▼

PR #600, opened 2022-10-21
Enable Refundable Voting in the Frontend

solimander:


packages/nouns-webapp/src/wrappers/nounsDao.ts
```diff
@@ -493,19 +494,42 @@ export const useCastVoteWithReason = () => {
...
     'castRefundableVote',
   );
-  return { castRefundableVote, castRefundableVoteState };
+
+  return {
+    castRefundableVote: async (...args: any[]): Promise<void> => {
+      const contract = connectContractToSigner(nounsDaoContract, undefined, library);
+      const gasLimit = await contract.estimateGas.castRefundableVote(...args);
+      return castRefundableVote(...args, {
+        gasLimit: gasLimit.add(20_000), // A 20,000 gas pad is used to avoid 'Out of gas' errors
```
davidbrai, line 508: @solimander why is this needed? why isn't `estimateGas` returning the correct number?

solimander: Not sure of the exact cause in this case. Usually this occurs because the blockchain state has changed between the estimate and execution, but that should not be a factor here. We had to pad the gas estimate for `createBid` to prevent "Out of Gas" errors as well. Both do contain an ETH transfer at the end of the transaction, so that may play some role.

Regardless, an additional buffer is needed to prevent random "Out of Gas" errors; even when voting directly from an EOA.

solimander: Unfortunately, Gnosis Safes don't seem to use the gas limit that's passed to them, so they still underestimate. Need to see what our options are there.

PR #630, opened 2022-11-22
fix typo & icon change on mobile nav

ripe0x:
- the playground link in the mobile nav was linking to `/explore` instead of `/playground`. this has been resolved. 
- the mobile  `Explore` button now uses the ⌐◨-◨ icon instead of the font awesome star.


lastpunk9999 (approved):
Good catch. Thanks!

PR #643, opened 2022-12-10
docs(webapp): add build command to readme

DanielDanielsson:
Building all packages is requierd in order to run the webapp


solimander:
Thanks for the contribution, but `yarn` _should_ trigger the `prepare` hook, which builds all necessary packages. Is that not the case on your machine?

PR #646, opened 2022-12-16
Markdown Table Support

solimander:


volkyeth:
Will be taken care of in #1070 
Also need to ensure feature parity (and some standardization) with camp

PR #651, opened 2022-12-22
Brianj add delegation warning and streaming payment type

bcjgit:
# TLDR

This PR does 3 things:

1. Adds warning to delegation flow to warn users if their delegation would decrease their vote power enough to the point where active props would be cancelable
2. Adds a new streaming payment type to the proposal creation flow (supporting WETH + USDC). This includes both code for the UI flow and the code to construct the resulting transactions (not just creating the stream, but also converting ETH to WETH, getting USDC from token buyer, etc.)
3. Adds UI to the prop page (`/vote/:id`) such that when the recipient of a stream goes to that page after a prop has been executed they will see a modal which will allow them to claim the ETH they are owed

# Testing done

Created USDC and ETH streams on testnet and successfully claimed them

# Open Questions 

1. Maybe this betrays my lack of understanding of the inner workings of the contracts here ... but not sure if there's anything else I need to do on my end to make sure that USDC gets to the streams even if there isn't any USDC in the token buyer at the time of execution


packages/nouns-webapp/src/config.ts
```diff
@@ -90,30 +93,42 @@ const externalAddresses: Record<SupportedChains, ExternalContractAddresses> = {
...
+    nounsStreamFactory: undefined,
   },
   [ChainId.Goerli]: {
     lidoToken: '0x2DD6530F136D2B56330792D46aF959D9EA62E276',
     usdcToken: '0x07865c6e87b9f70255377e024ace6630c1eaa37f',
+    weth: '0xB4FBF271143F4FBf7B91A5ded31805e42b2208d6',
     payerContract: '0xD4A3bf1dF54699E63A2ef7F490E8E22b27B945f0',
     tokenBuyer: '0x61Ec4584c5B5eBaaD9f21Aac491fBB5B2ff30779',
     chainlinkEthUsdc: undefined,
+    nounsStream: '0xb82c6b4889969deba04d2ade4687a4656186895d',
```
davidbrai, line 110: @bcjgit I think this is unused, can be removed. the frontend should only need to interact with the StreamFactory or new stream clones

packages/nouns-webapp/src/pages/Vote/index.tsx
```diff
@@ -340,6 +356,45 @@ const VotePage = ({
...
+            .map(txn => {
+              const parsedCallData = parseStreamCreationCallData(txn.callData);
+              if (parsedCallData.recipient.toLowerCase() !== account?.toLowerCase()) {
+                return <></>;
+              }
+
+              return (
+                <Row className={clsx(classes.section, classes.transitionStateButtonSection)}>
+                  <span className={classes.boldedLabel}>
+                    <Trans>Only visable to you</Trans>
```
davidbrai, line 371: type: visable -> visible

packages/nouns-webapp/src/locales/en-US.po
```diff
@@ -202,9 +220,14 @@ msgstr "Auction ended"
 msgid "Auction ends in"
 msgstr "Auction ends in"
 
+#: src/components/StreamWithdrawModal/index.tsx
+msgid "Avilable to withdraw"
+msgstr "Avilable to withdraw"
```
davidbrai, line 225: type in both: Avilable -> Available

packages/nouns-webapp/src/components/StreamWithdrawModal/index.tsx
```diff
@@ -0,0 +1,233 @@
...
+import { SupportedCurrency } from '../ProposalActionsModal/steps/TransferFundsDetailsStep';
+import ModalLabel from '../ModalLabel';
+
+dayjs.extend(relativeTime);
+
+export const Backdrop: React.FC<{ onDismiss: () => void }> = props => {
+  return <div className={classes.backdrop} onClick={props.onDismiss} />;
+};
+
+const StreamWidthdrawModalOverlay: React.FC<{
```
davidbrai, line 32: type in many places:
StreamWidthdrawModal -> StreamWithdrawModal

solimander (approved):
🚀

▲

The answer must be every line of the records that holds the string "parsedCallData".

ANSWER BOX:
+              const parsedCallData = parseStreamCreationCallData(txn.callData);
+              if (parsedCallData.recipient.toLowerCase() !== account?.toLowerCase()) {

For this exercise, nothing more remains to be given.